Radiation in Japan Soil Outside Nuclear Evacuation Zone Prompts Evacuation of Fukushima City
A survey of four locations in Fukushima city, outside the nuclear evacuation zone, has showed soil radiation above levels that has prompted evacuation of pregnant women and children from the city.
The Fukushima Network for Saving Children from Radiation and five other non-governmental organizations on Tuesday said that radiation level in soil exceeded Japan’s legal limit of 10,000 becquerels per kilogram (4,500 per pound).
“The highest level was 46,540 becquerels per kilogram, and the three other readings were between 16,290 and 19,220 becquerels per kilogram,” they said.
Soil contamination is spreading in the city. Children are playing with the soil, meaning they are playing with high levels of radioactive substances. Evacuation must be conducted as soon as possible, Tomoya Yamauchi, radiation expert professor at Kobe University, who conducted the survey, said in a statement.
According to investigators, the data is comparatively much higher than the readings recorded in Ukraine following the 1986 Chernobyl nuclear disaster that forced evacuation of the city of Prypiat across a radius of 48 kilometers.
About 50,000 Pripyat residents had to flee to escape harmful radiation from the explosion of Chernobyl reactor No. 4, which contaminated a large part of Northern Europe, including Belarus and Russia, they said.

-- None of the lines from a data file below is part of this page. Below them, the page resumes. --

Issue #483, opened 2023-12-18
Add more detailed documentation to Semaphore V4 contracts and libraries


cedoor:
**Tasks**:

- [x] Circuits 
- [x] `@semaphore-protocol/contracts`
- [x] Core packages
    - [x] `@semaphore-protocol/identity`
    - [x] `@semaphore-protocol/group`
    - [x] `@semaphore-protocol/proof`
- [x] `@semaphore-protocol/utils`
- [x] `@semphore-protocol/data` https://github.com/semaphore-protocol/semaphore/pull/768
- [x] `@semaphore-protocol/hardhat` https://github.com/semaphore-protocol/semaphore/pull/772
- [x] `@semaphore-protocol/cli` https://github.com/semaphore-protocol/semaphore/pull/771

PR #663, opened 2024-02-28
More documentation on Identity lib code

cedoor:
## Description

This PR adds more documentation to the `Identity` class and updates the TypeDoc link. It also removes the class method to verify signatures as the static method can be used instead.

## Related Issue(s)

#483 

## Checklist

### DIFF
--- a/packages/identity/src/identity.ts
+++ b/packages/identity/src/identity.ts
@@ -53,7 +53,7 @@ export default class Identity {
 
     /**
      * Returns the private key.
-     * @returns The private key as a bignumber-ish.
+     * @returns The private key as a {@link https://zkkit.pse.dev/types/_zk_kit_utils.BigNumberish.html|BigNumberish}.
      */
     public get privateKey(): BigNumberish {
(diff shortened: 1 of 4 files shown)


packages/identity/src/identity.ts
```diff
@@ -10,65 +10,111 @@ import {
...
-
         this._publicKey = derivePublicKey(privateKey)
-
         this._commitment = poseidon2(this._publicKey).toString()
     }
 
     /**
      * Returns the private key.
-     * @returns The private key.
+     * @returns The private key as a bignumber-ish.
```
vplasencia: We could add a link to the bignumber-ish type here and the same for the Baby Jubjub point.

vplasencia (changes requested):

packages/identity/src/identity.ts
cedoor: Yes, I've added those links.

vplasencia (approved):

Tokyo Electric Power Company (TEPCO)'s Fukushima Daiichi nuclear power plant in Fukushima prefecture, Japan, was devastated by Tsunami waves in March, and has been spewing radiation in water, air and soil, threatening lives of many.
Recently, more than three millisieverts of radiation was measured in the urine of 15 residents living within a radius of 30 to 40 kilometers from Fukushima reactor No. 1.